Dilansir dari South China Morning Post pada Selasa (4/8/2026), orang-orang yang mengetahui informasi tersebut berbicara dengan syarat anonim kepada Reuters karena pemberitahuan itu tidak dipublikasikan ke publik.
Awal tahun lalu, selama bulan-bulan pertama pemerintahan Presiden Donald Trump, Departemen Luar Negeri menggodok rencana penutupan hampir selusin misi diplomatik.

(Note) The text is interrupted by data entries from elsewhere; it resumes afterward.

PR #4983, opened 2026-02-17
Fix isset() falsey branch not narrowing array type for dim fetches

VincentLanglet:
## Summary
When using `isset($a['key'])` on a union type array, the falsey branch did not narrow the array variable's type. This caused the original union members to leak through after the if-block, even though they were handled by the truthy branch.

For example:
```php
$a = [];
if (rand() % 2) {
    $a = ['bar' => 'string'];
}
// $a: array{}|array{bar: 'string'}

if (isset($a['bar'])) {
    $a['bar'] = 1;
}
// Expected: array{}|array{bar: 1}
// Actual:   array{}|array{bar: 'string'}|array{bar: 1}
```

The `array{bar: 'string'}` type leaked through because the falsey branch of `isset` for `ArrayDimFetch` expressions returned empty `SpecifiedTypes()`, leaving the array variable's type unchanged. When merged with the truthy branch result, the old type persisted.

## Changes
- `src/Analyser/TypeSpecifier.php`: In the falsey `isset` handler for non-variable expressions, added narrowing logic for `ArrayDimFetch` with constant string/integer dims. The logic iterates over union members of the array variable and removes those where the offset is definitely present (`hasOffsetValueType().yes()`) and the value is definitely non-null (`getOffsetValueType().isNull().no()`). When the array variable has uncertain existence (`maybe` certainty), an `IssetExpr` specification is included to preserve the `maybe` certainty.
- `tests/PHPStan/Analyser/nsrt/bug-9908.php`: New regression test reproducing the original issue.
- `tests/PHPStan/Analyser/nsrt/tagged-unions.php`: Updated test expectation at line 58 to reflect the improved narrowing precision — `!isset($foo['C'])` now correctly excludes the `array{A: string, C: 1}` member that definitely has key `C` with a non-null value.
- `phpstan-baseline.neon`: Updated `instanceof ConstantStringType` count for `TypeSpecifier.php` (4→5).

## Root cause
The `TypeSpecifier::specifyTypesInCondition` method's falsey `isset` handler had a code path for non-variable `ArrayDimFetch` expressions (line ~923) that returned empty `SpecifiedTypes()` when the offset value was not nullable and the isset check result was uncertain. This meant the array variable received no type narrowing in the falsey branch, causing its original type (including members where isset would be true) to persist and leak through during scope merging after the if-block.

The fix carefully avoids two pitfalls:
1. Using `HasOffsetType` removal directly (via `TypeCombinator::remove`) would be too aggressive for optional keys, where `tryRemove` unsets the offset entirely.
2. Any type narrowing through `SpecifiedTypes` sets variable certainty to `yes`, which would be wrong when the variable might not be defined. The fix uses `IssetExpr` to restore `maybe` certainty when needed.

## Test
The regression test `tests/PHPStan/Analyser/nsrt/bug-9908.php` includes:
- `test()`: Asserts that after `isset($a['bar'])` + `$a['bar'] = 1`, the type is `array{}|array{bar: 1}` (not including the original `array{bar: 'string'}`)
- `test2()`: Verifies the same code passes when used as an argument to a method expecting `array{bar?: int}`

Fixes phpstan/phpstan#9908

Closes phpstan/phpstan#10544
Closes phpstan/phpstan#8724
Closes phpstan/phpstan#5128
Closes phpstan/phpstan#12401

### DIFF
--- a/src/Analyser/TypeSpecifier.php
+++ b/src/Analyser/TypeSpecifier.php
@@ -929,19 +929,20 @@ final class TypeSpecifier
 						$dimType = $scope->getType($issetExpr->dim);
 
 						if ($dimType instanceof ConstantIntegerType || $dimType instanceof ConstantStringType) {
-							$types = $varType instanceof UnionType ? $varType->getTypes() : [$varType];
+							$constantArrays = $varType->getConstantArrays();
 							$typesToRemove = [];
-							foreach ($types as $innerType) {
-								$hasOffset = $innerType->hasOffsetValueType($dimType);
-								if (!$hasOffset->yes() || !$innerType->getOffsetValueType($dimType)->isNull()->no()) {
+							foreach ($constantArrays as $constantArray) {
+								$hasOffset = $constantArray->hasOffsetValueType($dimType);
+								if (!$hasOffset->yes() || !$constantArray->getOffsetValueType($dimType)->isNull()->no()) {
 									continue;
 								}
 
-								$typesToRemove[] = $innerType;
+								$typesToRemove[] = $constantArray;
 							}
 
 							if ($typesToRemove !== []) {
 								$typeToRemove = TypeCombinator::union(...$typesToRemove);
+
 								$result = $this->create(
 									$issetExpr->var,
 									$typeToRemove,
--- a/src/Analyser/TypeSpecifier.php
+++ b/src/Analyser/TypeSpecifier.php
@@ -920,6 +920,52 @@ final class TypeSpecifier
 					return $exprType;
 				}
 
+				if (
+					$issetExpr instanceof ArrayDimFetch
+					&& $issetExpr->dim !== null
+				) {
+					$varType = $scope->getType($issetExpr->var);
+					if (!$varType instanceof MixedType) {
+						$dimType = $scope->getType($issetExpr->dim);
+
+						if ($dimType instanceof ConstantIntegerType || $dimType instanceof ConstantStringType) {
+							$types = $varType instanceof UnionType ? $varType->getTypes() : [$varType];
+							$typesToRemove = [];
+							foreach ($types as $innerType) {
+								$hasOffset = $innerType->hasOffsetValueType($dimType);
+								if (!$hasOffset->yes() || !$innerType->getOffsetValueType($dimType)->isNull()->no()) {
+									continue;
+								}
+
+								$typesToRemove[] = $innerType;
+							}
+
+							if ($typesToRemove !== []) {
+								$typeToRemove = TypeCombinator::union(...$typesToRemove);
+								$result = $this->create(
+									$issetExpr->var,
+									$typeToRemove,
+									TypeSpecifierContext::createFalse(),
+									$scope,
+								)->setRootExpr($expr);
+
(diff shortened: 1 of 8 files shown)


src/Analyser/TypeSpecifier.php
```diff
@@ -920,6 +920,52 @@ public function specifyTypesInCondition(
...
+				if (
+					$issetExpr instanceof ArrayDimFetch
+					&& $issetExpr->dim !== null
+				) {
+					$varType = $scope->getType($issetExpr->var);
+					if (!$varType instanceof MixedType) {
+						$dimType = $scope->getType($issetExpr->dim);
+
+						if ($dimType instanceof ConstantIntegerType || $dimType instanceof ConstantStringType) {
+							$types = $varType instanceof UnionType ? $varType->getTypes() : [$varType];
```
VincentLanglet: TODO: I'm not sure it's useful to do this if it's not an unionType.

src/Analyser/TypeSpecifier.php
```diff
@@ -920,6 +920,52 @@ public function specifyTypesInCondition(
...
+							}
+
+							if ($typesToRemove !== []) {
+								$typeToRemove = TypeCombinator::union(...$typesToRemove);
+								$result = $this->create(
+									$issetExpr->var,
+									$typeToRemove,
+									TypeSpecifierContext::createFalse(),
+									$scope,
+								)->setRootExpr($expr);
```
VincentLanglet: This need to be reworked cf the test
```
// Could be "array{a: null, c: string}|array{d: string}"
assertType("array{a: string|null, c: string}|array{a?: string, d: string}", $a);
```

it would be great to refining the constant array without totally removing them
```
array{a: string|null, c: string} => array{a: null, c: string}
array{a?: string, d: string} => array{c: string}
```
Do you see an easy way to do such thing @staabm ?

staabm: would it work to iterate over `getConstantArrays()` instead?

and re-union the results?

VincentLanglet: I tried lot of different thing without success.
I'm not sure it's easy to remove a constant array `{a: string, b: string}` from another `{a?: string, b: string}`.

I used `getConstantArrays` instead of UnionType, and I think we could merge it like that as a first step to close 5 issues.

src/Analyser/TypeSpecifier.php
```diff
@@ -920,6 +920,53 @@ public function specifyTypesInCondition(
 					return $exprType;
 				}
 
+				if (
```
staabm, line 923: looking at 

https://github.com/phpstan/phpstan-src/blob/a10a9a264cc1d2abe25adb82adc013a5f45b4eae/src/Analyser/TypeSpecifier.php#L961-L970

I wonder whether we could implement this directly in the type-system. maybe in `ConstantArrayType->tryRemove()` or similar

staabm (approved):
I think its fine.

src/Analyser/TypeSpecifier.php
staabm: scratch that.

Kantor Manajemen dan Anggaran Gedung Putih menganjurkan skala penutupan yang lebih ambisius, menargetkan hingga 30 misi diplomatik.
Partai Demokrat dan beberapa mantan pejabat berpendapat bahwa pengurangan misi diplomatik – ditambah dengan pembubaran Badan Pembangunan Internasional AS (USAID) – berisiko melemahkan pengaruh Amerika, sekaligus menimbulkan kekosongan yang dapat diisi oleh saingan AS seperti China dan Rusia.
Ketika dimintai komentar, Departemen Luar Negeri tidak mengonfirmasi rencana penutupan tersebut, tetapi mengatakan bahwa pihaknya fokus untuk memastikan bahwa diplomasi negara itu efisien dan efektif.
Misi AS di St George's, Grenada, adalah kedutaan besar. Pos di Medan, Winnipeg, dan Nagoya adalah konsulat, sedangkan pos di Douala adalah kantor cabang kedutaan.
Konsulat dan kantor cabang biasanya mewakili kepentingan AS di wilayah di luar ibu kota negara asing, tempat kedutaan besar AS biasanya berada.
Selama pemerintahan mantan presiden Joe Biden, pemerintah AS membuka beberapa misi asing, semuanya di wilayah Pasifik, di mana AS berebut pengaruh dengan China.
Meskipun China tidak memiliki misi diplomatik yang berfungsi di Douala atau Winnipeg, negara itu memiliki kehadiran diplomatik di St George’s, Nagoya, dan Medan. (Wahyu Dwi Anggoro)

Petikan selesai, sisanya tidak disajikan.